GOAL OF THE EXERCISE> All lines below are to be transcribed exactly.

DATASET SECTION>
○ ○ ○ ○

PR #329, opened 2026-02-12
fix(rust): traverse NestingStatement in varsDeclared for mutable capture detection

### LINKED ISSUE #328: (bug): Rust compilation of mutable vars used in for loops inside `when` on a pattern match produce invalid Rust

○ ○ ○ ○

TASK ANSWER>
PR #329, opened 2026-02-12
fix(rust): traverse NestingStatement in varsDeclared for mutable capture detection

### LINKED ISSUE #328: (bug): Rust compilation of mutable vars used in for loops inside `when` on a pattern match produce invalid Rust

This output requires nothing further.